La noble assistance de l’amphithéâtre riait d’avance de la piètre défaite de Jacques Bonhomme ; mais, dans la foule plébéienne, tous les cœurs se serrèrent avec angoisse, dans ce moment décisif. Le chevalier de Chaumontel, homme vigoureux, armé de toutes pièces, monté sur un grand cheval bardé de fer, sa longue lance en arrêt, occupait le milieu de la lice, lorsque Mazurec s’y élança pieds nus, vêtu de sa blouse et tenant à la main son bâton. À l’aspect du serf, le chevalier, qui, par mépris pour un pareil adversaire, avait dédaigné d’abaisser sa visière, piqua son cheval de l’éperon en baissant sa lance au fer acéré (elle n’était pas courtoise, celle-là), et chargea son adversaire, certain de le transpercer du premier coup et de le fouler ensuite aux pieds de son cheval. Mais Mazurec, se souvenant des avis de Mahiet, évita le coup de lance en se jetant brusquement à plat-ventre ; puis, se relevant à demi au moment où le cheval allait le broyer sous ses sabots, il lui asséna des deux mains un si violent coup de bâton sur les jambes du devant que le coursier, à cette vive atteinte, fléchit, fit un faux pas, faillit à s’abattre et ébranla son cavalier sur sa selle.

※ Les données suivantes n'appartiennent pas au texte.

PR #4933, opened 2023-10-02
SALTO-4727: Aggregated CustomObject author information

tamtamirr:
This PR improves the author information on **CustomObjects**.
 
---

Using the **Author Information** of the last changed **sub-instance** /  **CustomField**  is more accurate than using the **Author Information** on the **CustomObject** itself which never really change other than creation (of a **Custom Object**) or don't exist for standard ones (they do exist, with **unix time zero** timestamp which we later omit)

- This is also a required step for **Quick Fetch** on **CustomObjects**

---
_Release Notes_: 
Salesforce Adapter:
- More accurate Author Information on **Custom and Standard Object**.

---
_User Notifications_: 
_None_


packages/salesforce-adapter/src/filters/custom_objects_to_object_type.ts
```diff
@@ -324,12 +324,12 @@ const createNestedMetadataInstances = (instance: InstanceElement,
...
           nestedInstanceValues[INSTANCE_FULL_NAME_FIELD] = fullName
           const path = [
-            ...(objPath as string[]).slice(0, -1),
+            ...(objectType.path as string[]).slice(0, -1),
             typeFolderName,
             instanceFileName,
           ]
           return new InstanceElement(instanceName, type, nestedInstanceValues,
-            path, { [CORE_ANNOTATIONS.PARENT]: [new ReferenceExpression(objElemID)] })
+            path, { [CORE_ANNOTATIONS.PARENT]: [new ReferenceExpression(objectType.elemID, objectType)] })
```
tamtamirr, line 332: Not passing value to the **ReferenceExpression** here will require us to resolve it later for no good reason. You will see some small changes in UTs that were affected by it :) It's a good improvement overall as-well

packages/salesforce-adapter/src/filters/utils.ts
```diff
@@ -94,15 +94,15 @@ export const isMetadataValues = createSchemeGuard<MetadataValues>(METADATA_VALUE
 // This function checks whether an element is an instance of a certain metadata type
 // note that for instances of custom objects this will check the specific type (i.e Lead)
 // if you want instances of all custom objects use isInstanceOfCustomObject
-export const isInstanceOfType = (...types: string[]) => (
+export const isInstanceOfType = (...typeNames: string[]) => (
```
tamtamirr, line 97: The rename here was needed because I'm importing **lowerdash types**

packages/salesforce-adapter/src/filters/author_information/custom_objects.ts
```diff
@@ -114,12 +158,29 @@ const filterCreator: RemoteFilterCreator = ({ client, config }) => ({
...
-            customFieldsFilePropertiesMap,
-            object)
+      const instancesByParent = _.groupBy(
+        elements
+          .filter(isMetadataInstanceElementSync)
+          .filter(isElementWithResolvedParent),
+        instance => {
+          // SALTO-4824
+          // eslint-disable-next-line no-underscore-dangle
+          const [parent] = instance.annotations._parent
```
tamtamirr, line 168: While this might seem odd/ugly this is really safe. https://salto-io.atlassian.net/browse/SALTO-4824 explains this limitation

tamtamirr (commented):

tamtamirr:
Closing due to refactor

packages/salesforce-adapter/src/filters/author_information/custom_objects.ts
```diff
@@ -67,38 +81,68 @@ const getCustomFieldFileProperties = async (client: SalesforceClient):
...
+
+const setObjectAuthorInformation = (
+  {
+    object,
+    typeFileProperties,
+    customFieldsFileProperties,
+    nestedInstances,
+  }: ObjectAuthorInformationSupplierArgs
+): void => {
+  // Set author information on the CustomObject's fields
```
tomsellek, line 103: In general I think these types of comments that describe the intention behind a block of code are an indication that the block of code should be extracted to a named function

packages/salesforce-adapter/src/filters/author_information/custom_objects.ts
```diff
@@ -67,38 +81,68 @@ const getCustomFieldFileProperties = async (client: SalesforceClient):
...
+  )
+  if (mostRecentAuthorInformation) {
+    object.annotations[CORE_ANNOTATIONS.CHANGED_BY] = mostRecentAuthorInformation.changedBy
+    object.annotations[CORE_ANNOTATIONS.CHANGED_AT] = mostRecentAuthorInformation.changedAt
+    // This info should always come from the FileProperties of the CustomObject.
+    // Standard Objects won't have values here
+    if (typeFileProperties) {
+      object.annotations[CORE_ANNOTATIONS.CREATED_BY] = typeFileProperties.createdByName
+      object.annotations[CORE_ANNOTATIONS.CREATED_AT] = typeFileProperties.createdDate
+    }
```
tomsellek, line 134: This may result in a case where there are `CHANGED_AT` and `CHANGED_BY` values but no `CREATED_BY` or `CREATED_AT`. This is probably a non-issue, unless someone somewhere checks for `CREATED_BY` as a proxy for whether the object has any author info.

tomsellek (approved):
LGTM. Added a couple of questions/nits.

packages/salesforce-adapter/src/filters/author_information/custom_objects.ts
tamtamirr: I don't think it's an actual concern. Assuming all the information exist if one of the properties does is wrong IMO

packages/salesforce-adapter/src/filters/author_information/custom_objects.ts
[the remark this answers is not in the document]
tamtamirr: While I tend to agree, in that case exporting to a method makes the code more complex IMO

PR #4935, opened 2023-10-02
SALTO-4838: Support aliases in Okta

shir-reifenberg:
Add alias filter
There's already a noise reduction in saas

---

---
_Release Notes_: 

_Okta adapter_:
- add alias to Okta elements

---
_User Notifications_: 
None


edenhassid (approved):
looks good!! 💯

PR #4937, opened 2023-10-02
SALTO-4727: Do not correct CustomObject sub-instances types if they are already correct

tamtamirr:
Added code that asserts we don't correct already correct types of fields on CustomObject sub-instances Metadata Types. This is a required step for quick fetch on CustomObjects.

---
_Release Notes_: 
_None_

---
_User Notifications_: 
_None_


packages/salesforce-adapter/src/filters/utils.ts
```diff
@@ -525,3 +525,7 @@ export const getChangedAtSingleton = async (
 export const isCustomType = (element: Element): element is ObjectType => (
   isObjectType(element) && ENDS_WITH_CUSTOM_SUFFIX_REGEX.test(apiNameSync(element) ?? '')
 )
+
+export const asListType = (type: TypeElement): ListType => (
```
amitgoldarb, line 529: super nit: I find this new naming suggestion consistent with the lodash _.toArray which _feels_ slightly better IMO.
```suggestion
export const toListType = (type: TypeElement): ListType => (
```

amitgoldarb (approved):
LGTM! Also I like this PR, it is very concise.

PR #5687, opened 2024-04-02
SALTO-5672: Retrying SFDC requests on disconnect/reset before headers

yelly:
Retrying SFDC requests on disconnect/reset before headers.

---

None.

---
_Release Notes_: 

_Salesforce_:
- Retrying SFDC requests on disconnect/reset before headers.

---
_User Notifications_: 
None.


amitgoldarb (approved):
Thanks for this!

PR #5690, opened 2024-04-02
SALTO-5044: move logs to trace level

edenhassid:
move logs to trace level

---

---
_Release Notes_: 

---
_User Notifications_: 

### DIFF
--- a/packages/adapter-components/src/client/http_client.ts
+++ b/packages/adapter-components/src/client/http_client.ts
@@ -240,7 +240,7 @@ export abstract class AdapterHTTPClient<TCredentials, TRateLimitConfig extends C
 
     // eslint-disable-next-line @typescript-eslint/no-explicit-any
     const logResponse = (res: Response<any>, error?: any): void => {
-      log.debug('Received response for %s on %s', method.toUpperCase(), url)
+      log.trace('Received response for %s on %s', method.toUpperCase(), url)
 
       const responseText = safeJsonStringify({
         url,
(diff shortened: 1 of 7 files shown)


packages/adapter-components/src/client/pagination/pagination_async.ts
```diff
@@ -213,7 +213,7 @@ export const traverseRequestsAsync: (
       }
     }
     // the number of results may be lower than actual if the instances are under a nested field
-    log.info('Received %d results for endpoint %s', numResults, getParams.url)
```
shir-reifenberg, line 216: Why are we changing this specific log to trace? I think it's pretty useful and there are certain things that can't be done with rehydrate (like looking on a few ops together)

edenhassid: discussed IRL, i'll leave as info

packages/adapter-components/src/client/pagination/pagination_async.ts
```diff
@@ -106,7 +106,7 @@ class PromisesQueue {
     }
     const promise = singlePagePagination(pageArgs, additionalArgs)
     this.promises.push(promise)
-    log.debug(`Added promise to pagination queue. Queue size: ${this.promises.length}`)
+    log.trace(`Added promise to pagination queue. Queue size: ${this.promises.length}`)
```
netama, line 109: this is getting deprecated, if you want this to take effect in the new infra as well it should be in https://github.com/salto-io/salto/blob/main/packages/adapter-components/src/fetch/request/pagination/queue.ts (I'll mark the old code as deprecated next week)

netama (commented):
please be aware that except for the client itself, the rest of the shared code is getting deprecated soon so most of these changes will not apply for long

packages/adapter-components/src/client/http_client.ts
```diff
@@ -240,7 +240,7 @@ export abstract class AdapterHTTPClient<TCredentials, TRateLimitConfig extends C
 
     // eslint-disable-next-line @typescript-eslint/no-explicit-any
     const logResponse = (res: Response<any>, error?: any): void => {
-      log.debug('Received response for %s on %s', method.toUpperCase(), url)
+      log.trace('Received response for %s on %s', method.toUpperCase(), url)
```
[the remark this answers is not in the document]
netama: this is the important log IMO, I think if there's one line we keep as debug from the client it should be this one as it's the most useful. there's also no need to keep the line below that was converted to `log.log`, we just need to add here ` with status %d` at the end with the right arg and avoid the duplication

packages/adapter-components/src/client/http_client.ts
```diff
@@ -282,13 +282,15 @@ export abstract class AdapterHTTPClient<TCredentials, TRateLimitConfig extends C
             url,
             isMethodWithData(params) ? { ...requestConfig, data: params.data } : requestConfig,
           )
-      log.debug(
+      log.log(
+        method.toUpperCase() === 'GET' ? 'trace' : 'debug',
```
netama, line 286: I don't think this can be a differentiator, fetches can also have non-GET requests. I think this isn't the place for this logic as I said yesterday, sorry...

PR #5691, opened 2024-04-02
SALTO-5711: Sort group membership members

shir-reifenberg:
To avoid comparison noise, we should sort group members
this must be done after user filter to avoid sorting based on internal ids 

---

No noise reduction is needed as this is behind an FF 

---

_Release Notes_: 
None

---
_User Notifications_: 

_Okta_adapter_:
- members list in GroupMembership instances will be sorted


idoamit8 (approved):
💯

PR #5695, opened 2024-04-02
SALTO-5718: Add managedPackages to SalesforceConfigOptionsType

tamtamirr:
Add managedPackages to SalesforceConfigOptionsType

---

_Release Notes_: 
_None_

---
_User Notifications_: 
_None_


packages/salesforce-adapter/src/config_creator.ts
```diff
@@ -181,19 +184,38 @@ export const configWithCPQ = new InstanceElement(
...
+      cpq: { refType: BuiltinTypes.BOOLEAN },
+      managedPackages: {
+        refType: new ListType(BuiltinTypes.STRING),
+        annotations: {
+          [CORE_ANNOTATIONS.RESTRICTION]: createRestriction({
+            values: MANAGED_PACKAGES,
+            enforce_value: true,
+          }),
+          [CORE_ANNOTATIONS.DESCRIPTION]:
+            'You can choose to add managed packages e.g. sbaa, SBQQ (CPQ)',
```
ori-moisis, line 211: I think we may want a little bit more info in the description here eventually.
also, I think usually documentation shouldn't start with "you", it should usually describe the behavior of the code, not of the user.
so here it can be something like
```
Names of managed packages to fetch into the environment [Learn more](...)
```
I wonder about including the example in the description, since we have the values in the `values` restriction...

ori-moisis (approved):

packages/salesforce-adapter/src/config_creator.ts
tamtamirr: Do we have a learn more here?

ori-moisis: @rozenmanofer sent me this link - https://help.salto.io/en/articles/9164974-extending-your-salesforce-configuration-with-managed-packages

PR #5697, opened 2024-04-03
SALTO-5721: Consolidate missing ref strategies between okta and jira

shir-reifenberg:
Consolidate missing ref strategies between okta and jira and allow reusing missing ref strategies for other adapters

---

---
_Release Notes_: 
None

---
_User Notifications_: 
None


netama (approved):
cool :) I was just starting to do this as part of a refactor of the shared base class, so great timing 😅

— Félonie, — cria le sire de Nointel avec indignation, — il est défendu de frapper aux chevaux.

— Bien touché, brave bonnet de laine, — cria le populaire palpitant d’angoisse et battant des mains, malgré la sévérité des ordonnances royales qui commandaient aux spectateurs d’un tournoi le plus profond silence.

— Hardi, Mazurec ! — crièrent aussi Mahiet et Adam-le-Diable, — courage ! assomme le noble ! tue-le !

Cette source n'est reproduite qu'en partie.